I can't find any pan head screws longer than 1½". I'm in the middle of a project but could use some 2½", 2" at least:( Is SPAX a good substitute? By that I mean is the head small enough to fit in the microjig pocket?
I'm also having trouble finding microjig plugs.:( 5/16" dowels are to big.
You can make your own plugs using dowels.
Holes are 9/32", 5/16" are to big and 1/4" are to loose. I suppose I could sand down some 5/16" ones but I'll have nearly 100 to do by the time I'm finished. I can buy them from Kreg but the shipping adds about 10 cents each to them. Be $8.95 shipping on $9.98 worth of plugs. That's just wrong.:(
Maybe I can find some 9/32 doweling but I sorta doubt it.

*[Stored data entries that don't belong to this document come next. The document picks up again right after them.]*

PR #388, opened 2024-05-31
[SCSB-155] build with Numpy 2.0 release candidate

zacharyburnett:
### Description

resolves [SCSB-155](https://jira.stsci.edu/browse/SCSB-155)

Numpy 2.0 is scheduled for release on June 19th. Due to the C ABI updates, Python projects that build C extensions are required to build against Numpy 2.0 in order to use Numpy 2.0 in runtime.
This is backwards-compatible with Numpy versions in runtime as far back as `1.26`

this PR pins `numpy>=2.0.0rc2` in `build-system.requires`
> [!NOTE]
> this PR was generated automatically by ``batchpr`` :robot:

### DIFF
--- a/pyproject.toml
+++ b/pyproject.toml
@@ -1,5 +1,5 @@
 [build-system]
 requires = ["setuptools>=30.3.0",
             "setuptools_scm",
-            "numpy>=2.0.0rc1"]
+            "numpy>=2.0.0rc2"]
 build-backend = "setuptools.build_meta"


pllim (commented):
But why? What is the difference between RC1 and RC2? Why not just wait for numpy 2 stable that is coming out in a few weeks?

zacharyburnett:
> But why? What is the difference between RC1 and RC2? Why not just wait for numpy 2 stable that is coming out in a few weeks?

well, I would like to have a build with *some* version of the 2.0 ABI before the full Numpy 2.0 release, to head off installation issues for users who don't have Numpy pinned, and so we can test along our dependency web; unfortunately, it looks like even if you build against numpy 2.0, if you depend on an upstream project built against numpy 1.x there will be issues

pllim:
> if you depend on an upstream project built against numpy 1.x there will be issues

Yes, that is true whether it is RC1 or RC2. The whole chain needs to be either all on 1.x ABI or all on 2.x ABI.

zacharyburnett:
good point, in this case since it's already `rc1` it doesn't really matter. Sorry, I was confusing this with another project that was using `oldest-supported-numpy`; too many PRs! 😅

pllim:
No worries!

pllim:
Yes, oldest-supported-numpy is incompatible with numpy 2.0 stuff.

Thanks for the suggestion though.
Peruse this approach
Shave a larger dia 5/16" dowel, down to the desired 9/32" size---
using a block plane.
Make a 9/32" in hole in a 1x board stock, to check the desired fit of the dowels.
Hi Ken - Good ideas. I was thinking of a jig for my router table to essentially do the same thing. Your chisel idea would be a lot simpler to set up though. Unfortunately, I haven't got a block plane, or any other plane for that matter.
I've used a rasp, that has also worked.
I found this dowel making jig at HighlandWoodworking
Drill a 9/32" hole in a piece of steel bar stock, 1/8'' thick by 1'' wide.
Clamp the steel bar in a bench vise, with the hole just above the vise jaws.
Chuck a 5/16" dowel in a drill.
Insert one end of the dowel, into the entry hole in the steel bar.
Engage the drill---
apply pressure--- as the drill is rotating, continue applying pressure, akin to drilling a hole---
as the dowel is turning, in the hole of the steel bar,
the dowel is being machined down to the size of the hole.
Start slowly until you get the hang of it.
Determine the most suitable rpm for the smoothest results for the wood material that is being machined.
You'll get smoother results at higher rpms.
Start out machining 2ft sections of dowel rod, then progress to 3ft sections.
A 4 ft section is more difficult, as it has a tendency to develop too large of bow, as you're applying pressure.
Re the steel bar stock---
If you can get your hands on a piece of tool steel,
it'll perform better than low carbon steel.
When drilling holes in the tool steel, start with an 1/8'' dia---
then graduating to 9/32'', by 1/64th increments.
Use a slower drilling rpm and Rapid-Tap(R), or equiv, cutting fluid.
A ''block'' plane is a necessity in a woodworkers shop.
It has many uses.
Yikes - Thanks for all the alternatives Ken- I'm thinking a simplified version of the Highland jig would be appropriate for a " one of" job of turning a hundred or so dowels.
I know a lot of guys into planes, I just haven't as yet. I think my brother may have a bunch of old planes. My Dad had a pile of them but I haven't seen nor heard about them since he passed.
Planes were a tool of necessity.
Not many of them used today.
Planes are the best for smoothing.
Most everybody wants to jump right into using power tools,
but they don't know how to use a hand tool.